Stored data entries
Issue #11185, opened 2022-06-14
GSoC '22: "Legacy Code Deprecation" Project Planning


anirudhprabhakaran3:
Hello everyone! 🎉

This is the planning issue for my project "Legacy Code Deprecation" which I am going to work on over the summer. Comments, suggestions and improvements to everything mentioned in this are welcome and will be very useful for me!

My project proposal can be found [here](https://publiclab.org/notes/anirudhprabhakaran3/04-13-2022/gsoc-2022-proposal-legacy-code-deprecation).

### Before Coding

- [ ] Ask for an anonymized version of the production database.
- [ ] Talk to Sebastian about regular backups before every migration script 

### DrupalNodeImage
- [ ] Migration to migrate to native Image records and test on local system
- [ ] Database Backup (or at least tables that are to be changed)
- [ ] Test on unstable
- [ ] Test on stable

### Gallery Code
- [ ] Script to refactor legacy Gallery Code into Node Revision Body and test on local system
- [ ] Database Backup (or at least tables that are to be changed)
- [ ] Test on unstable
- [ ] Test on stable

### Answers model
- [ ] Check for any references missed out and test on local system
- [ ] Database Backup (or at least tables that are to be changed)
- [ ] Test on unstable
- [ ] Test on stable

### Map notes
- [ ] Script to convert map notes to normal notes
- [ ] Database Backup (or at least tables that are to be changed)
- [ ] Test on unstable
- [ ] Test on stable

### DrupalFile and DrupalUpload
- [ ] Migration to remove the two tables and test on local system
- [ ] Database Backup (or at least tables that are to be changed)
- [ ] Test on unstable
- [ ] Test on stable

jywarren:
Hi @anirudhprabhakaran3 this is looking great. I like how you've broken things up into groups, and see that you're using the existing deprecation milestone :tada:

In some places there are notes on whether records have been converted already, and I'm not sure about DrupalImages -- have you seen anything? As we go through these, probably best to link to the last known notes/status of these migrations. In some cases I think we have already moved the records and now just need to remove the tables and/or code. 

Were you thinking to go through these as they're written, top to bottom? Thanks!!!

anirudhprabhakaran3:
Yes, I'll add links to the previous issues, so that anyone viewing it can easily see the current status.

Regarding the DrupalImages, this was the last comment I found: https://github.com/publiclab/plots2/issues/76#issuecomment-481749324

[...]

PR #11225, opened 2022-06-25
Convert map nodes to note nodes

### LINKED ISSUE #4072: Begin converting Map nodes into normal note nodes
We have a range of nodes at https://publiclab.org/maps which are of type `map`, so `node.type == 'map'`. See one here: https://publiclab.org/map/chandeleur-islands-louisiana/2010-06-09

Let's migrate them to a simpler form of node, type `note` - but copy all the extra fields into the note body (actually part of the note's Revision record). We could do this in a migration kind of like this:

```ruby
Node.where(type: 'map').each do |node|
  revision = node.latest
  text = node.map.field_jpg_url_value
  revision.body = text + node.latest.body
  revision.save
  node.type = 'note'
  node.save({})
end
```

See how we can use Markdown to display all the relevant data in a simpler format, but still roughly in the arrangement we'd had in the original custom template: 

https://github.com/publiclab/plots2/blob/f9f09488560f92bb390ba762231e80f8fe61bdc6/app/views/map/show.html.erb#L34-L46

Let's not forget also the different forms of export we can display: 

https://github.com/publiclab/plots2/blob/f9f09488560f92bb390ba762231e80f8fe61bdc6/app/views/map/show.html.erb#L26-L29

Finally, let's embed a map as in the original display, at the top of the body content, using this line:

```ruby
<iframe style="width:100%;border:none;" height="375" src="https://publiclab.github.io/plots-leaflet-viewer/?tms=<%= @node.map.tms %>&lon=<%= @node.lon %>&lat=<%= @node.lat %>&zoom=<%= @node.map.min_zoom+1 %>"></iframe>
```

Once we can demonstrate that this works (please upload a screenshot of your script working; you can test it out on the rails console by running it with `rails console` interactively), we can turn it into a migration like one of these:

https://github.com/publiclab/plots2/blob/master/db/migrate/20180707065151_change_status_of_comments.rb

Follow-ups: removing the maps type code, including ones like this: https://github.com/publiclab/plots2/blob/master/app/models/drupal_content_field_map_editor.rb

and stuff inside https://github.com/publiclab/plots2/blob/master/app/views/map/

This is a bit complex but is a great exercise in Rails-style models and migrations! It'd also help resolve https://github.com/publiclab/plots2/issues/956

anirudhprabhakaran3:
Fixes #4072 

This MR aims to convert all map nodes into note nodes. It consists of a db migration, which can be run using `rails db:migrate` to be run. The script does the following:

1. Get the necessary values and data and add it to the revision body in the form of HTML
2. Update the type of node to `note`
3. Create a new path for the node to reflect its new type, using `generate_path`

## Screenshots

This is the console output before running the migration.

Screenshot from 2022-06-25 20-09-06

We can see that before the migration, it is being rendered as a map. We can see that from the URL as well.

Screenshot from 2022-06-25 20-11-08

After running the migration, we note that all the maps have been converted to notes:

Screenshot from 2022-06-25 20-12-46

It is also reflected when we go to the notes page:

Screenshot from 2022-06-25 20-13-10

Individually, we can see the map in the note template.

Screenshot from 2022-06-25 20-13-37

### DIFF
--- a/db/migrate/20220625142729_convert_map_to_note_nodes.rb
+++ b/db/migrate/20220625142729_convert_map_to_note_nodes.rb
@@ -2,14 +2,14 @@ class ConvertMapToNoteNodes < ActiveRecord::Migration[5.2]
   def change
     Node.where(type: 'map').each do |node|
       revision = node.latest
-      iframe_link = "<iframe style='width:100%;border:none;background:#ddd;margin-bottom:8px;' height='375' src='https://publiclab.github.io/plots-leaflet-viewer/?tms=#{node.map.tms}&lon=#{node.lon}&lat=#{node.lat}&zoom=#{node.map.min_zoom+1}'></iframe>"
+      iframe_link = "<iframe style='width:100%;border:none;background:#ddd;margin-bottom:8px;' height='375' src='https://publiclab.github.io/plots-leaflet-viewer/?tms=#{node.map&.tms}&lon=#{node.lon}&lat=#{node.lat}&zoom=#{node.map&.min_zoom+1}'></iframe>"
       conversion_buttons =
         "<div class='btn-toolbar'>"\
           "<div class='btn-group'>"\
-            "<a class='btn btn-sm btn-danger' rel='tooltip' title='View the map in a full-screen web viewer' href='https://publiclab.github.io/plots-leaflet-viewer/?tms=#{node.map.tms}&lon=#{node.lon}&lat=#{node.lat}&zoom=17'>Web viewer</a>"\
-            "<a class='btn btn-sm btn-success' rel='tooltip' title='' href='#{node.map.field_jpg_url_value}'>JPG (#{node.map.field_jpg_filesize_value.to_i} MB)</a>"\
-            "<a class='btn btn-sm btn-info' rel='tooltip' title='' href='#{node.map.field_geotiff_url_value}'>GeoTiff (#{node.map.field_geotiff_filesize_value.to_i} MB)</a>"\
-            "<a class='btn btn-sm btn-warning' rel='tooltip' title='Tiled Map Service (for developers)' href='#{node.map.field_tms_url_value}'>TMS</a>"\
+            "<a class='btn btn-sm btn-danger' rel='tooltip' title='View the map in a full-screen web viewer' href='https://publiclab.github.io/plots-leaflet-viewer/?tms=#{node.map&.tms}&lon=#{node.lon}&lat=#{node.lat}&zoom=17'>Web viewer</a>"\
+            "<a class='btn btn-sm btn-success' rel='tooltip' title='' href='#{node.map&.field_jpg_url_value}'>JPG (#{node.map&.field_jpg_filesize_value.to_i} MB)</a>"\
+            "<a class='btn btn-sm btn-info' rel='tooltip' title='' href='#{node.map&.field_geotiff_url_value}'>GeoTiff (#{node.map&.field_geotiff_filesize_value.to_i} MB)</a>"\
+            "<a class='btn btn-sm btn-warning' rel='tooltip' title='Tiled Map Service (for developers)' href='#{node.map&.field_tms_url_value}'>TMS</a>"\
           "</div>"\
         "</div>"
 
@@ -17,7 +17,7 @@ class ConvertMapToNoteNodes < ActiveRecord::Migration[5.2]
       "<div class='map-details'>"\
         "<small>"
 
-      if node.map.authorship
+      if node.map&.authorship
         map_details += "<p><b>By</b> #{node.map.authorship}</p>"
       else
         map_details +=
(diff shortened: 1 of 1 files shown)


anirudhprabhakaran3:
Also, part of the bigger deprecation effort being tracked at https://github.com/publiclab/plots2/issues/11185

(Added the comment so that MR shows up there too. This comment can be ignored)

db/migrate/20220625142729_convert_map_to_note_nodes.rb
```diff
@@ -0,0 +1,76 @@
...
+      end
+
+      old_body = revision.body
+
+      revision.body = iframe_link
+      revision.body += conversion_buttons
+      revision.body += map_details
+      revision.body += old_body
+      revision.body += notes
+      revision.body += cartographer_notes
```
cesswairimu, line 67: Love this arrangement :heart:

db/migrate/20220625142729_convert_map_to_note_nodes.rb
```diff
@@ -0,0 +1,76 @@
...
+  def change
+    Node.where(type: 'map').each do |node|
+      revision = node.latest
+      iframe_link = "<iframe style='width:100%;border:none;background:#ddd;margin-bottom:8px;' height='375' src='https://publiclab.github.io/plots-leaflet-viewer/?tms=#{node.map.tms}&lon=#{node.lon}&lat=#{node.lat}&zoom=#{node.map.min_zoom+1}'></iframe>"
+      conversion_buttons =
+        "<div class='btn-toolbar'>"\
+          "<div class='btn-group'>"\
+            "<a class='btn btn-sm btn-danger' rel='tooltip' title='View the map in a full-screen web viewer' href='https://publiclab.github.io/plots-leaflet-viewer/?tms=#{node.map.tms}&lon=#{node.lon}&lat=#{node.lat}&zoom=17'>Web viewer</a>"\
+            "<a class='btn btn-sm btn-success' rel='tooltip' title='' href='#{node.map.field_jpg_url_value}'>JPG (#{node.map.field_jpg_filesize_value.to_i} MB)</a>"\
+            "<a class='btn btn-sm btn-info' rel='tooltip' title='' href='#{node.map.field_geotiff_url_value}'>GeoTiff (#{node.map.field_geotiff_filesize_value.to_i} MB)</a>"\
```
cesswairimu, line 11: We might need to think on how to handle instances where some of the values here are nil nil e.g `field_geotiff_filesize_value` and  `field_geotiff_filesize_value`. Maybe if we can get unstable running we can see how these links look like.  I ran this for one map locally and some of this were nil this  is what I get 
```
"<a class='btn btn-sm btn-danger' rel='tooltip' title='View the map in a full-screen web viewer' href='https://publiclab.github.io/plots-leaflet-viewer/?tms=https://archive.publiclaboratory.org/leaflet/?    tms=https://archive.publiclab.org/2013/2013-04-15-us-massachusetts-plum-    island/tms/&lon=-70.80848&lat=42.7952&zoom=16&lon=23.0&lat=70.0&zoom=17'>Web viewer</a><a class='btn btn-sm btn-success' rel='tooltip' title='' href=''>JPG (0 MB)</a><a class='btn btn-sm btn-info' rel='tooltip' title='' href=''>GeoTiff (0 MB)</a>"
```
Everything else is looking great . Good job!

anirudhprabhakaran3: Hmm yes. When the values are nil, running `.to_i` on it returns `0` I believe. That's why the size for the JPG and GeoTiff is displayed as 0MB

jywarren: Sounds good - yes, perhaps we add a conditional to avoid adding them, OR we add a "disabled" class version, and/or a tooltip saying it's not available?

jywarren:
Hi @anirudhprabhakaran3 i'll be offline for 2 days but let me or Tilda or Cess know when this needs another review or when it's ready! Thanks!

db/migrate/20220625142729_convert_map_to_note_nodes.rb
anirudhprabhakaran3: I've added a "disabled" class to the button when the value is `nil` (i.e. 0MB)

anirudhprabhakaran3:
The migration is working succssfully on the unstable server!
https://jenkins.laboratoriopublico.org/job/Plots-Unstable/lastBuild/console

However, the build is not completing because of another error in the Uglifier gem,

jywarren:
@anirudhprabhakaran3 can you check that this seems to be working OK on stable before we push it to production? Thanks!

anirudhprabhakaran3:
Hi! Yeah, I'll try to check that. On my local laptop, I used to just run `Node.where(type: 'map').count` to see if it was a success. On the browser, I'll have to figure out a way to find map nodes. 

If you have access to the console to stable, could you run that maybe once and get the count? Thank you!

* **ASSIGNMENT**
In the entries above, the lines between the one holding "### DrupalNodeImage" and the one holding "We have a range", inclusive, are to be printed exactly as written, and those alone.

* **WRITTEN RESPONSE**
### DrupalNodeImage
- [ ] Migration to migrate to native Image records and test on local system
- [ ] Database Backup (or at least tables that are to be changed)
- [ ] Test on unstable
- [ ] Test on stable

### Gallery Code
- [ ] Script to refactor legacy Gallery Code into Node Revision Body and test on local system
- [ ] Database Backup (or at least tables that are to be changed)
- [ ] Test on unstable
- [ ] Test on stable

### Answers model
- [ ] Check for any references missed out and test on local system
- [ ] Database Backup (or at least tables that are to be changed)
- [ ] Test on unstable
- [ ] Test on stable

### Map notes
- [ ] Script to convert map notes to normal notes
- [ ] Database Backup (or at least tables that are to be changed)
- [ ] Test on unstable
- [ ] Test on stable

### DrupalFile and DrupalUpload
- [ ] Migration to remove the two tables and test on local system
- [ ] Database Backup (or at least tables that are to be changed)
- [ ] Test on unstable
- [ ] Test on stable

jywarren:
Hi @anirudhprabhakaran3 this is looking great. I like how you've broken things up into groups, and see that you're using the existing deprecation milestone :tada:

In some places there are notes on whether records have been converted already, and I'm not sure about DrupalImages -- have you seen anything? As we go through these, probably best to link to the last known notes/status of these migrations. In some cases I think we have already moved the records and now just need to remove the tables and/or code. 

Were you thinking to go through these as they're written, top to bottom? Thanks!!!

anirudhprabhakaran3:
Yes, I'll add links to the previous issues, so that anyone viewing it can easily see the current status.

Regarding the DrupalImages, this was the last comment I found: https://github.com/publiclab/plots2/issues/76#issuecomment-481749324

[...]

PR #11225, opened 2022-06-25
Convert map nodes to note nodes

### LINKED ISSUE #4072: Begin converting Map nodes into normal note nodes
We have a range of nodes at https://publiclab.org/maps which are of type `map`, so `node.type == 'map'`. See one here: https://publiclab.org/map/chandeleur-islands-louisiana/2010-06-09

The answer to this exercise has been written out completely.